Крокодил часто ночевал у Камелии, потому что жить в одной квартире с бабушкой становилось все труднее. Она боялась, что внук-пьяница вынесет из дома все мало-мальски ценное, что можно обменять на водку, и потому на ночь надевала ожерелье из фальшивого жемчуга, два платья, летний сарафан, обезьянью шубу и туфли-лодочки, привязывала к себе веревками серебряные ложки, часы-луковицу с цепочкой, хрустальную вазу и аккордеон покойного мужа. Всю ночь она боялась пошевелиться, потому что под подушкой у нее были спрятаны три фарфоровые тарелки со скрещенными голубыми мечами на донышке, а на груди спала дряхлая персидская кошка, из которой старуха мечтала построить дорогую зимнюю шапку.

Крокодил, однако, из дома никогда не таскал. После того как его мать умерла от рака, а отец погиб на стройке, Гена стал главой семьи, поскольку полувыжившая из ума бабушка была не в счет. Троих сестер-толстушек Веру, Надежду и Любовь Крокодил воспитывал как мог и как умел: кормил пельменями, заставлял менять трусики каждый день, выдавал деньги на школьный буфет, а вечерами трахал по очереди, чтоб не забывали, кто в доме главный. И вообще он считал, что девственность – причина безнравственности: «С целками сладу нету – тарелку вымыть не заставишь».
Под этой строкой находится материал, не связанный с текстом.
PR #3961, opened 2018-04-11
Fix the routing error if the remained path after matched path is empty.

azurechen:
If I click a link `schema://aaa/bbb/ccc?q=123` and setup a path `aaa/bbb/ccc` in `StackNavigator`. The first run of recursive function `getActionForPathAndParams` resolve the correct matched path `aaa/bbb/ccc` from `aaa/bbb/ccc?q=123`. But next run will resolve an incorrect path `q=123` from `q=123` because the path is empty.

The easiest way to fix it is check the length of remained path after the matched path is not zero. A small change can fix this issue.

### DIFF
--- a/src/routers/StackRouter.js
+++ b/src/routers/StackRouter.js
@@ -523,11 +523,14 @@ export default (routeConfigs, stackConfig = {}) => {
       let nestedAction;
       let nestedQueryString = queryString ? '?' + queryString : '';
       if (childRouters[matchedRouteName]) {
-        nestedAction = childRouters[matchedRouteName].getActionForPathAndParams(
-          pathMatch.slice(pathMatchKeys.length).join('/') + nestedQueryString
-        );
-        if (!nestedAction) {
-          return null;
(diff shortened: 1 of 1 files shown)


brentvatne:
cc @ericvicenti

ericvicenti:
Hi @azurechen, sorry about the delayed review of this. I'd like to understand the nature of the problem a bit better. Can you write a test that confirms what behavior is fixed by this?

You say that the path you're trying to match is `aaa/bbb/ccc?q=123`, which looks like an incorrect path, because `?q=123` should already be parsed out. Instead, your path would be `aaa/bbb/ccc`, and your params would be `{q: '123'}`

If you add a test I will be able to tell for sure if this is a fixed bug or a misunderstanding.

We also may have a bug elsewhere in the library that messes up this path parsing from the full URI. Let me know if you have an example app that demonstrates any bugs here.

brentvatne:
@ericvicenti - I'm moving this to https://github.com/react-navigation/react-navigation-core/issues/12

Он помогал местным бандитам, которые занимались угонами машин, и этих денег вполне хватало на еду и одежду. Все продукты, которые он покупал в магазине, Крокодил делил на две категории: напитки у него были «чем поссать», а твердая пища – «чем посрать».
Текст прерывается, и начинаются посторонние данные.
PR #3972, opened 2018-04-12
AppNavigator.js fixed due to docs

tahaemin:
On docs, you wrote we need to use `addNavigationHelpers` but it is absent on the example code.


brentvatne:
this isn't true on master anymore, the docs aren't relevant for that branch

brentvatne:
(i appreciate the pr though!)

tahaemin:
so will you fix that branch?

Гена был добрым парнем и редко пользовался своей силищей, но если перебирал водки, то мог ни с того ни с сего ввязаться в драку с кем угодно. Однажды он набросился на компанию дворников-таджиков, которые покуривали во дворе, сидя на корточках. Гена расшвырял их, а одного схватил за горло, пригвоздил к стене и заорал: «Знаешь, кто я? Я Москва. А ты – Америка. И сейчас Москва покажет тебе дружбу народов! В глаза смотреть, тля!» И, все так же прижимая тщедушного таджика к стене, ухитрился расстегнуть ширинку, извлечь свою огромную дружбу народов и помочиться на эту Америку, которая только таращилась на страшную Москву, боясь опустить глаза.

Из армии – он служил в Чечне – Крокодил вернулся с орденом. Вспоминать о службе он не любил. А когда его донимали расспросами, за какие такие подвиги он получил награду, Гена только и выдавливал из себя со смущенной ухмылкой: «Один раз выстрелил – два раза попал».

Сестра его Любовь вышла замуж за небритого бетонщика и родила двойню. Вера же с Надеждой торговали на рынке мороженой рыбой и жили с татарами.

Гена устроился слесарем в автосервис и по-прежнему помогал бандитам-угонщикам.

Штоп не спал. Он слышал, как по крыше стучал дождь, к утру перешедший в ливень, как ворочалась Гальперия, как Камелия с Крокодилом прокрались в спальню, возились, а потом блевали. Штоп прислушивался к дыханию Франца-Фердинанда – оно было неровным, учащенным. А под утро, когда усталось взяла свое и старик наконец погрузился в сон, Франц-Фердинанд умер. Он весь задрожал, тоненько заныл, засучил ногами и вдруг вытянулся и замер.